▶ _TASK TO CARRY OUT_: Below are several entries. Transcribe exactly those lines that fall from the one with "-using METADATA = org::apache::nifi::minifi::wel::METADATA;" through the one with "MetadataWalker = org::apache::nifi::minifi::wel::MetadataWalker;", end lines included.

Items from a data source
= Beginning of Section =
PR #1047, opened 2021-04-08
MINIFICPP-1503 Build Tensorflow extension in the CI

lordgamez:
- Fix warnings in Tensorflow extension
- Pull Tensorflow dependencies from docker image in CI
- Build Tensorflow extension in ubuntu 20.04 job
----------------------------------------

### For all changes:
     in the commit message?

### For code changes:

### Note:


.github/workflows/ci.yml
```diff
@@ -215,8 +215,14 @@ jobs:
           sudo ln -s /usr/lib/x86_64-linux-gnu/odbc/libsqlite3odbc.so /usr/lib/x86_64-linux-gnu/libsqlite3odbc.so
           echo "PATH=/usr/lib/ccache:$PATH" >> $GITHUB_ENV
           echo -e "127.0.0.1\t$HOSTNAME" | sudo tee -a /etc/hosts > /dev/null
+          docker pull lordgamez/tensorflow-cc-binaries:ubuntu-20.04
```
fgerlits, line 218: I don't know anything about tensorflow, but is there really no more standard way to fetch these files than using your private docker image?  For example, using `pip` or some official tensorflow docker image?

lordgamez: I'm not familiar with tensorflow either, but as I checked the APIs and the distribution it seemed that the only way to use the C++ API is to build your own libraries from the tensorflow sources. There is an official docker image and pip packages, but those only provide python packages. Additionally we currently use the [tensorflow_cc](https://github.com/FloopCZ/tensorflow_cc) wrapper library instead of the official tensorflow libs in our extension, which also includes only the source files in its releases. For me it seemed the the most viable option to package these libraries in a docker image, this way we have a documentation of the builds process as well in the form of the Dockerfile. But I'm open for any additional ideas, if we have some better options.

szaszm: I'm not a fan of pulling binaries from a personal namespace either. Can we pull original sources and build it ourselves, possibly caching the result?

lordgamez: The problem is the build time takes too long build it in the CI. On my machine building it on 12 threads took almost 2 hours just to build the Tensorflow libraries. Even if we cached the results Caching the results would probably help, but any time it would get invalidated it would hold the CI flow for hours.

szaszm: Then maybe it's better to keep it disabled until we figure out a solution.

lordgamez: If it's okay then I'll open a separate PR with only the build fixes and keep this PR open to be changed after we come up a solution.

szaszm: Sounds good to me. :+1:

lordgamez: Moved build fixes to #1096

PR #1055, opened 2021-04-20
MINIFICPP-1454 Reduce duplication of CMake parameters in docker build

lordgamez:

### For all changes:
     in the commit message?

### For code changes:

### Note:


cmake/DockerConfig.cmake
```diff
@@ -22,7 +22,6 @@ add_custom_target(
         -u 1000
         -g 1000
         -v ${PROJECT_VERSION_MAJOR}.${PROJECT_VERSION_MINOR}.${PROJECT_VERSION_PATCH}
-        -c IMAGE_TYPE=release
```
adamdebreceni, line 25: should we use `-i release` here as other targets use it like that? or should we remove `-i, -u, -g` wherever they align with the defaults in `DockerBuild.sh`?

lordgamez: I think you are right, it should be the same parameter list everywhere for the sake of consistency, I added the `-i` switch here as well in c802edc

adamdebreceni (approved):

docker/DockerBuild.sh
```diff
@@ -112,7 +80,13 @@ while [[ $# -gt 0 ]]; do
...
       IFS='=' read -ra ARR <<< "$2"
       if [[ ${#ARR[@]} -gt 1 ]]; then
-        declare "${ARR[0]}"="${ARR[1]}"
+        if [ "${ARR[0]}" == "BUILD_NUMBER" ]; then
+          BUILD_NUMBER="${ARR[1]}"
+        elif [ "${ARR[0]}" == "DOCKER_BASE_IMAGE" ]; then
+          BUILD_ARGS="${BUILD_ARGS} --build-arg BASE_ALPINE_IMAGE=${ARR[1]}"
+        else
+          BUILD_ARGS="${BUILD_ARGS} --build-arg ${ARR[0]}=${ARR[1]}"
+        fi
```
fgerlits, line 89: We could add a new parameter, eg. `-n`, for `BUILD_NUMBER` and change DockerConfig.cmake to run `.../DockerBuild.sh ... -n ${BUILD_NUMBER} ... -c BASE_ALPINE_IMAGE=${DOCKER_BASE_IMAGE}`, then we wouldn't need this if-else here.

lordgamez: That would require some additional changes in our other CI environments, where the BUILD_NUMBER is used, I'm not sure it would worth breaking those.

fgerlits (approved):

martinzink (approved):

PR #928, opened 2020-10-20
MINIFICPP-1394 - Speed up ConsumeWindowsEventLog processor

adamdebreceni:
Thank you for submitting a contribution to Apache NiFi - MiNiFi C++.

In order to streamline the review of the contribution we ask you
to ensure the following steps have been taken:

### For all changes:
- [ ] Is there a JIRA ticket associated with this PR? Is it referenced
     in the commit message?

- [ ] Does your PR title start with MINIFICPP-XXXX where XXXX is the JIRA number you are trying to resolve? Pay particular attention to the hyphen "-" character.

- [ ] Has your PR been rebased against the latest commit within the target branch (typically main)?

- [ ] Is your initial contribution a single, squashed commit?

### For code changes:
- [ ] If adding new dependencies to the code, are these dependencies licensed in a way that is compatible for inclusion under [ASF 2.0](http://www.apache.org/legal/resolved.html#category-a)?
- [ ] If applicable, have you updated the LICENSE file?
- [ ] If applicable, have you updated the NOTICE file?

### For documentation related changes:
- [ ] Have you ensured that format looks appropriate for the output in which it is rendered?

### Note:
Please ensure that once the PR is submitted, you check GitHub Actions CI results for build issues and submit an update to your PR as soon as possible.

PR #1900, opened 2024-11-26
MINIFICPP-2494 windows event log: fix event message formatting, refactor

szaszm:
Changes:
- change `enum METADATA` to `enum class Metadata`
- rewrite `getEventData` and `getEventMessage`. They no longer try with a stack buffer first. That looks like a premature optimization, since there are allocations in the function either way, and a user reported issues with the call that may be resolved by this. The rewrite aims to follow modern C++ best practices, instead of the unsafe C-like code it used to be.
- remove a few unused includes
- make `getComputerName` thread-safe and simpler. The max computer name is reduced to 256, based on the MSDN example. I think the overwhelming majority of computer FQDNs will fit in that just fine. Also changed it to truncate when it's longer, instead of bailing out and returning "N/A"
- other various drive-by refactors

----------

### For all changes:
     in the commit message?

### For code changes:

### Note:

### DIFF
--- a/extensions/windows-event-log/tests/MetadataWalkerTests.cpp
+++ b/extensions/windows-event-log/tests/MetadataWalkerTests.cpp
@@ -27,7 +27,7 @@
 #include "wel/XMLString.h"
 #include "pugixml.hpp"
 
-using METADATA = org::apache::nifi::minifi::wel::METADATA;
+using Metadata = org::apache::nifi::minifi::wel::Metadata;
 using MetadataWalker = org::apache::nifi::minifi::wel::MetadataWalker;
 using WindowsEventLogMetadata = org::apache::nifi::minifi::wel::WindowsEventLogMetadata;
 using WindowsEventLogMetadataImpl = org::apache::nifi::minifi::wel::WindowsEventLogMetadataImpl;
@@ -74,7 +74,7 @@ const short event_type_index = 178;  // NOLINT short comes from WINDOWS API
 
 class FakeWindowsEventLogMetadata : public WindowsEventLogMetadata {
  public:
-  [[nodiscard]] std::string getEventData(EVT_FORMAT_MESSAGE_FLAGS flags) const override { return "event_data_for_flag_" + std::to_string(flags); }
+  [[nodiscard]] nonstd::expected<std::string, std::error_code> getEventData(EVT_FORMAT_MESSAGE_FLAGS flags) const noexcept override { return "event_data_for_flag_" + std::to_string(flags); }
   [[nodiscard]] std::string getEventTimestamp() const override { return "event_timestamp"; }
   short getEventTypeIndex() const override { return event_type_index; }  // NOLINT short comes from WINDOWS API
 };
@@ -149,7 +149,7 @@ void extractMappingsTestHelper(const std::string &file_name,
                                bool update_xml,
                                bool resolve,
                                const std::map<std::string, std::string>& expected_identifiers,
-                               const std::map<METADATA, std::string>& expected_metadata,
+                               const std::map<Metadata, std::string>& expected_metadata,
                                const std::map<std::string, std::string>& expected_field_values) {
   std::string input_xml = readFile(file_name);
   REQUIRE(!input_xml.empty());
@@ -175,12 +175,12 @@ TEST_CASE("MetadataWalker extracts mappings correctly when there is a single Sid
 
   const std::map<std::string, std::string> expected_identifiers{{"S-1-0-0", "S-1-0-0"}};
 
-  using org::apache::nifi::minifi::wel::METADATA;
-  const std::map<METADATA, std::string> expected_metadata{
-      {METADATA::SOURCE, "Microsoft-Windows-Security-Auditing"},
-      {METADATA::TIME_CREATED, "event_timestamp"},
-      {METADATA::EVENTID, "4672"},
-      {METADATA::EVENT_RECORDID, "2575952"}};
+  using org::apache::nifi::minifi::wel::Metadata;
+  const std::map<Metadata, std::string> expected_metadata{
+      {Metadata::SOURCE, "Microsoft-Windows-Security-Auditing"},
+      {Metadata::TIME_CREATED, "event_timestamp"},
+      {Metadata::EVENTID, "4672"},
+      {Metadata::EVENT_RECORDID, "2575952"}};
 
   const std::map<std::string, std::string> expected_field_values{};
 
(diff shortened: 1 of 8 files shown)


extensions/windows-event-log/tests/MetadataWalkerTests.cpp
```diff
@@ -74,7 +74,7 @@ const short event_type_index = 178;  // NOLINT short comes from WINDOWS API
 
 class FakeWindowsEventLogMetadata : public WindowsEventLogMetadata {
  public:
-  [[nodiscard]] std::string getEventData(EVT_FORMAT_MESSAGE_FLAGS flags) const override { return "event_data_for_flag_" + std::to_string(flags); }
+  [[nodiscard]] nonstd::expected<std::string, std::error_code> getEventData(EVT_FORMAT_MESSAGE_FLAGS flags) const noexcept override { return "event_data_for_flag_" + std::to_string(flags); }
```
szaszm, line 77: Changed this to `noexcept`. There are allocations here. If they fail, the test will terminate and report failure, which is an acceptable behavior IMO.

extensions/windows-event-log/wel/MetadataWalker.cpp
```diff
@@ -90,10 +86,11 @@ bool MetadataWalker::for_each(pugi::xml_node &node) {
...
       std::function<std::string(const std::string &)> updateFunc = [&](const std::string &input) -> std::string {
         if (resolve_) {
-          auto resolved = windows_event_log_metadata_.getEventData(it->second);
-          if (!resolved.empty()) {
-            return resolved;
+          const auto resolved = windows_event_log_metadata_.getEventData(it->second);
+          if (resolved && !resolved->empty()) {
+            return *resolved;
           }
+          // TODO(szaszm): add error logging
```
szaszm, line 93: One behavior change in `getEventData`: allocation failure now returns an `error_code`, instead of an empty string. Since both empty strings and errors are ignored here, there is no change in behavior. Added a comment to do proper error handling later, but I didn't wanna do it in the context of this change. (`MetadataWalker` has no logger.)

extensions/windows-event-log/wel/MetadataWalker.cpp
```diff
@@ -123,40 +120,25 @@ std::vector<std::string> MetadataWalker::getIdentifiers(const std::string &text)
...
-    }
-    return "N/A";
-}
-
-std::map<std::string, std::string> MetadataWalker::getFieldValues() const {
-  return fields_values_;
-}
-
-std::map<std::string, std::string> MetadataWalker::getIdentifiers() const {
-  return replaced_identifiers_;
```
szaszm, line 159: moved inline to the header

extensions/windows-event-log/wel/WindowsEventLog.cpp
```diff
@@ -203,8 +191,4 @@ std::string WindowsEventLogHeader::createDefaultDelimiter(size_t length) const {
   }
 }
 
-EVT_HANDLE WindowsEventLogHandler::getMetadata() const {
-  return metadata_provider_.get();
-}
```
szaszm, line 208: moved inline to the header

extensions/windows-event-log/wel/WindowsEventLog.h
```diff
@@ -59,22 +59,19 @@ enum METADATA {
   UNKNOWN
 };
 
+using METADATA_NAMES = std::vector<std::pair<Metadata, std::string>>;
 
-// this is a continuous enum, so we can rely on the array
-
-using METADATA_NAMES = std::vector<std::pair<METADATA, std::string>>;
+nonstd::expected<std::string, std::error_code> formatEvent(gsl::not_null<EVT_HANDLE> metadata, gsl::not_null<EVT_HANDLE> event, EVT_FORMAT_MESSAGE_FLAGS flags) noexcept;
```
szaszm, line 64: `EVT_HANDLE` is an alias to `HANDLE` which is an alias to `void*`

extensions/windows-event-log/wel/WindowsEventLog.h
```diff
@@ -83,76 +80,50 @@ class WindowsEventLogHandler {
 class WindowsEventLogMetadata {
  public:
   virtual ~WindowsEventLogMetadata() = default;
-  [[nodiscard]] virtual std::string getEventData(EVT_FORMAT_MESSAGE_FLAGS flags) const = 0;
+  [[nodiscard]] virtual nonstd::expected<std::string, std::error_code> getEventData(EVT_FORMAT_MESSAGE_FLAGS flags) const noexcept = 0;
   [[nodiscard]] virtual std::string getEventTimestamp() const = 0;
   virtual short getEventTypeIndex() const = 0;  // NOLINT short comes from WINDOWS API
 
-  static std::string getMetadataString(METADATA val) {
-    static std::map<METADATA, std::string> map = {
```
szaszm, line 91: this was unused

extensions/windows-event-log/wel/WindowsEventLog.h
```diff
@@ -83,76 +80,50 @@ class WindowsEventLogHandler {
...
+    else if (val == "USER") { return USER; }
+    else if (val == "COMPUTER") { return COMPUTER; }
+    else { return UNKNOWN; }
   }
 
   static std::string getComputerName() {
-    static std::string computer_name;
-    if (computer_name.empty()) {
-      char buff[10248];
+    static std::string computer_name = []() -> std::string {
```
szaszm, line 105: Moved this to an immediately invoked lambda: this way the thread-safe static initialization takes care of only running the initialization once, and subsequent calls will just copy the static string. The old version was not thread-safe.

extensions/windows-event-log/wel/WindowsEventLog.h
```diff
@@ -186,17 +157,16 @@ class WindowsEventLogHeader {
 template<typename MetadataCollection>
 std::string WindowsEventLogHeader::getEventHeader(const MetadataCollection& metadata_collection) const {
   std::stringstream eventHeader;
-
   for (const auto& option : header_names_) {
-    auto name = option.second;
+    const auto& name = option.second;
```
szaszm, line 161: `option.second` is a `std::string`

libminifi/src/utils/OsUtils.cpp
```diff
@@ -296,7 +296,7 @@ int64_t OsUtils::getTotalPagingFileSize() {
   return total_paging_file_size;
 }
 
-std::error_code OsUtils::windowsErrorToErrorCode(DWORD error_code) {
+std::error_code OsUtils::windowsErrorToErrorCode(DWORD error_code) noexcept {
```
szaszm, line 299: No allocations happen here, so it might as well be `noexcept`

extensions/windows-event-log/wel/WindowsEventLog.h
```diff
@@ -59,22 +59,19 @@ enum METADATA {
   UNKNOWN
 };
 
+using METADATA_NAMES = std::vector<std::pair<Metadata, std::string>>;
 
-// this is a continuous enum, so we can rely on the array
-
-using METADATA_NAMES = std::vector<std::pair<METADATA, std::string>>;
+nonstd::expected<std::string, std::error_code> formatEvent(EVT_HANDLE metadata, EVT_HANDLE event, EVT_FORMAT_MESSAGE_FLAGS flags) noexcept;
```
szaszm, line 64: `EVT_HANDLE` is `void*`, but I couldn't wrap it in `gsl::not_null`, because it's incompatible with `void*`. (`operator*` cannot return a reference to `void`)

adamdebreceni:
I wouldn't call this premature optimization, this rewrite had a measurable 20% throughput increase: https://github.com/apache/nifi-minifi-cpp/pull/928#issuecomment-712732711

szaszm:
my bad then. Back to draft, and I'll wait for confirmation to see if this fixes the crash.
= End of Section =
▶ _RESULT OF THIS TASK_:
-using METADATA = org::apache::nifi::minifi::wel::METADATA;
+using Metadata = org::apache::nifi::minifi::wel::Metadata;
 using MetadataWalker = org::apache::nifi::minifi::wel::MetadataWalker;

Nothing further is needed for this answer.